In this study we only computed the surface fit error (SFE) due to the unavailability of well-defined and localized fiducials that are visible in both CT and US. Therefore, we have not been able to demonstrate the absolute accuracy of the bone surface extracted from the US images. However, the SFE is consistent with earlier phantom studies our group has performed, which were validated with multi-modality fiducial-based registration [1114] where mean errors of 0.3–0.6 mm were reported, so we believe that the accuracy would be similar to that found in our earlier studies. Our SFE is also consistent with results previously reported using some automatic or semi-automatic 2D US surface extraction techniques [7, 8, 18]. In particular, Foroughi et al. [8] and Kowal et al. [18] showed mean errors in the range of 0.3–0.6 mm. However, previous studies were obtained using 2D US transducers, in which the transducer was optimally aligned with respect to the bone surface, and were only validated on cadaveric bovine specimen [18] or on scans obtained from a limited number of volunteer subjects [8]. Since our patient series was drawn from a single hospital population, it is possible that our patient set is not broadly representative of orthopaedic trauma patients in all jurisdictions. However, we did obtain accurate scans from a significant number of patients, so it is reasonable to conclude that the technique is promising for at least a significant subset of orthopaedic trauma patients.

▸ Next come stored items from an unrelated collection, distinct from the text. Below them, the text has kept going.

PR #958, opened 2022-03-24
fix(ui-text-input): fix TextInput focusring issue with popover

HerrTopi:
Possible explanation:
https://github.com/facebook/react/issues/17894#issuecomment-591643059

### DIFF
--- a/packages/ui-text-input/src/TextInput/index.tsx
+++ b/packages/ui-text-input/src/TextInput/index.tsx
@@ -31,7 +31,7 @@ import {
   passthroughProps,
   withDeterministicId
 } from '@instructure/ui-react-utils'
-import { isActiveElement } from '@instructure/ui-dom-utils'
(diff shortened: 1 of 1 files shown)


packages/ui-text-input/src/TextInput/index.tsx
```diff
@@ -97,6 +97,10 @@ class TextInput extends Component<TextInputProps, TextInputState> {
   }
   componentDidMount() {
     this.props.makeStyles?.(this.makeStyleProps())
+    document
+      .getElementById(this.id)
+      //@ts-expect-error TODO
+      ?.addEventListener('focus', this.handleFocus)
```
ke1k0, line 103: Nice catch :) I would recommend using our own addEventListener util, and add a comment above it with the issue link and an explanation for the workaround. Also, please always remove listeners on unmount in order to prevent memory leaks. I found a similar workaround in RangeInput, you can use that as a guide :)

In our current proof of concept MATLAB (The Mathworks Inc., Natick, MA, USA) implementation, average processing of one volume takes approximately 47 seconds on an Intel Core i7 870 CPU @ 2.93 GhZ with 8 GB of RAM. Recently, we have investigated alternative coding methods to implement local phase-based image processing and have demonstrated a 15-fold speed up in computation time when run on a graphic processing unit (GPU) [1]. We are currently pursuing implementations of the proposed method using GPU for real-time processing. A near-real-time implementation would also allow the user to observe the extracted bone surfaces and decide whether the US transducer is positioned properly, which in turn would result in the extraction of minimum soft tissue interfaces.

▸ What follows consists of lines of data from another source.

PR #960, opened 2022-03-25
Remove reactDom.findDOMNode from `testable.ts`

matyasf:
`testable.ts` was throwing warnings about reactDOM.findDOMNode being deprecated because it was using it. Replacing it with our findDOMNode uncovered lots of small issues where we did not return the root DOM node with elementRef, these are fixed now.


packages/ui-karma-config/lib/index.js
```diff
@@ -197,6 +197,14 @@ module.exports = function makeConfig({ coverageDirectory, coverageThreshold }) {
...
       webpackMiddleware: { stats: 'errors-only' },
 
+      client: {
+        mocha: {
+          // change the default test timeout to 5 secs. This must be higher
+          // than our async test timeouts (currently 1.9 secs) because if this
+          // happens first we do not get any sensible error message.
+          timeout: 5000
+        }
+      },
```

In conclusion, our results demonstrate that 3D US images obtained in clinically relevant orthopaedic trauma cases can be automatically processed to produce accurate bone surfaces with sub-millimetric errors. This suggests the feasibility of using US as an intra-operative imaging modality in computer-assisted orthopaedic surgery applications. Furthermore, the automatically extracted bone surfaces could be registered to a pre-operative plan, which in turn will allow the development of an image guided surgery system with a goal to improve surgical accuracy. This new system could also decrease the total amount of radiation exposure by limiting the use of traditional fluoroscopy. Reports showing an average 12 mins/case of radiation exposure in percutaneous pelvic ring surgery offer a great motivation towards this goal.

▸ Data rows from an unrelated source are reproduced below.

PR #964, opened 2022-03-29
INSTUI-3063-TS-typing-ui-navigation

NamNguyenInstructure:
Closes: INSTUI-3021

### DIFF
--- a/packages/ui-navigation/src/AppNav/Item/index.tsx
+++ b/packages/ui-navigation/src/AppNav/Item/index.tsx
@@ -44,7 +44,7 @@ import generateStyle from './styles'
 import generateComponentTheme from './theme'
 import type { AppNavItemProps } from './props'
 import { allowedProps, propTypes } from './props'
-import type { ViewOwnProps, ViewProps } from '@instructure/ui-view'
+import type { ViewOwnProps } from '@instructure/ui-view'
 /**
 ---
 parent: AppNav
--- a/packages/ui-navigation/src/AppNav/Item/index.tsx
+++ b/packages/ui-navigation/src/AppNav/Item/index.tsx
@@ -44,12 +44,13 @@ import generateStyle from './styles'
 import generateComponentTheme from './theme'
 import type { AppNavItemProps } from './props'
 import { allowedProps, propTypes } from './props'
-
+import type { ViewOwnProps, ViewProps } from '@instructure/ui-view'
 /**
 ---
 parent: AppNav
 id: AppNav.Item
 ---
+@tsProps
 @module Item
 **/
 @withStyle(generateStyle, generateComponentTheme)
@@ -62,14 +63,15 @@ class Item extends Component<AppNavItemProps> {
 
   static defaultProps = {
     children: null,
-    // @ts-expect-error ts-migrate(6133) FIXME: 'event' is declared but its value is never read.
-    onClick: function (event) {},
+    onClick: function (_event: React.MouseEvent<ViewProps>) {},
     isSelected: false,
     cursor: 'pointer',
     isDisabled: false
   } as const
 
   ref: Element | null = null
+  handleFocus?: React.FocusEventHandler<ViewOwnProps>
+  handleBlur?: React.FocusEventHandler<ViewOwnProps>
 
   componentDidMount() {
     this.props.makeStyles?.()
@@ -89,8 +91,7 @@ class Item extends Component<AppNavItemProps> {
     }
   }
 
-  // @ts-expect-error ts-migrate(7006) FIXME: Parameter 'e' implicitly has an 'any' type.
-  handleClick = (e) => {
+  handleClick = (e: React.MouseEvent<ViewProps>) => {
     const { isDisabled, onClick } = this.props
 
     if (isDisabled) {
@@ -132,9 +133,7 @@ class Item extends Component<AppNavItemProps> {
         display="flex"
         position="relative"
         borderRadius="medium"
-        // @ts-expect-error ts-migrate(2339) FIXME: Property 'handleFocus' does not exist on type 'Ite... Remove this comment to see the full error message
         onFocus={this.handleFocus}
-        // @ts-expect-error ts-migrate(2339) FIXME: Property 'handleBlur' does not exist on type 'Item... Remove this comment to see the full error message
         onBlur={this.handleBlur}
         cursor={isDisabled ? 'not-allowed' : cursor}
         css={this.props.styles?.item}
--- a/packages/ui-navigation/src/AppNav/Item/index.tsx
+++ b/packages/ui-navigation/src/AppNav/Item/index.tsx
@@ -63,7 +63,7 @@ class Item extends Component<AppNavItemProps> {
 
   static defaultProps = {
     children: null,
-    onClick: function (_event: React.MouseEvent<ViewProps>) {},
+    onClick: function (_event: React.MouseEvent<Element>) {},
     isSelected: false,
     cursor: 'pointer',
     isDisabled: false
@@ -91,7 +91,7 @@ class Item extends Component<AppNavItemProps> {
     }
   }
 
-  handleClick = (e: React.MouseEvent<ViewProps>) => {
+  handleClick = (e: React.MouseEvent<Element>) => {
     const { isDisabled, onClick } = this.props
 
     if (isDisabled) {
--- a/packages/ui-navigation/src/AppNav/Item/index.tsx
+++ b/packages/ui-navigation/src/AppNav/Item/index.tsx
@@ -63,7 +63,6 @@ class Item extends Component<AppNavItemProps> {
 
   static defaultProps = {
     children: null,
-    onClick: function () {},
     isSelected: false,
     cursor: 'pointer',
     isDisabled: false
--- a/packages/ui-navigation/src/AppNav/Item/index.tsx
+++ b/packages/ui-navigation/src/AppNav/Item/index.tsx
@@ -44,7 +44,7 @@ import generateStyle from './styles'
 import generateComponentTheme from './theme'
 import type { AppNavItemProps } from './props'
 import { allowedProps, propTypes } from './props'
-import type { ViewOwnProps } from '@instructure/ui-view'
+
 /**
 ---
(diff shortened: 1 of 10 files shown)


packages/ui-navigation/src/AppNav/index.tsx
```diff
@@ -45,6 +52,7 @@ import { allowedProps, propTypes } from './props'
 /**
 ---
 category: components
+@tsProps
```
matyasf, line 55: @tsProps needs to be outside of the YAML part (`--- some YAML ---`)

packages/ui-navigation/src/AppNav/Item/props.ts
```diff
@@ -31,72 +31,77 @@ import type {
...
   /**
    * Content to display after the renderLabel text, such as a badge
    */
-  renderAfter: PropTypes.oneOfType([PropTypes.node, PropTypes.func]),
+  renderAfter?: React.ReactNode | ((...args: any[]) => any)
   /**
    * The visual to display (ex. an Image, Logo, Avatar, or Icon)
    */
-  renderIcon: PropTypes.oneOfType([PropTypes.node, PropTypes.func]),
+  renderIcon?: React.ReactNode | ((...args: any[]) => any)
```
matyasf, line 49: these are all entered as a parameter for `callRenderProp`. This is quite a complex type but from other places one can see that it either accepts a React component or a function that returns a React component: `React.ReactNode | (() => React.ReactNode)`

packages/ui-navigation/src/AppNav/Item/index.tsx
```diff
@@ -89,8 +91,7 @@ class Item extends Component<AppNavItemProps> {
     }
   }
 
-  // @ts-expect-error ts-migrate(7006) FIXME: Parameter 'e' implicitly has an 'any' type.
-  handleClick = (e) => {
+  handleClick = (e: React.MouseEvent<Element>) => {
```
matyasf, line 94: This should be `React.MouseEvent<ViewProps>`

packages/ui-navigation/src/AppNav/Item/index.tsx
```diff
@@ -62,14 +63,15 @@ class Item extends Component<AppNavItemProps> {
 
   static defaultProps = {
     children: null,
-    // @ts-expect-error ts-migrate(6133) FIXME: 'event' is declared but its value is never read.
-    onClick: function (event) {},
+    onClick: function (_event: React.MouseEvent<Element>) {},
```
matyasf, line 66: you can delete the parameter if you dont use it, it looks a bit nicer.

ke1k0 (changes requested):

packages/ui-navigation/src/AppNav/index.tsx
```diff
@@ -187,32 +189,31 @@ class AppNav extends Component<AppNavProps> {
...
-                  ? item.props.onClick
-                  : null
+                (item as Item).props.onClick && !(item as Item).props.href
+                  ? (item as Item).props.onClick
+                  : () => {}
               }
               key={index}
             >
-              {callRenderProp(item.props.renderLabel)}
+              {callRenderProp((item as Item).props.renderLabel)}
```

Although we did not establish in this study that the method can be implemented in near-real-time, clinical implementation will require that critical step. Recently we have also shown that the extracted bone surfaces could also be used for intra-operative registration to match a pre-operative plan to the patient anatomy [5]. These results taken collectively suggest that our goal of building US-based navigation applications may well be within reach.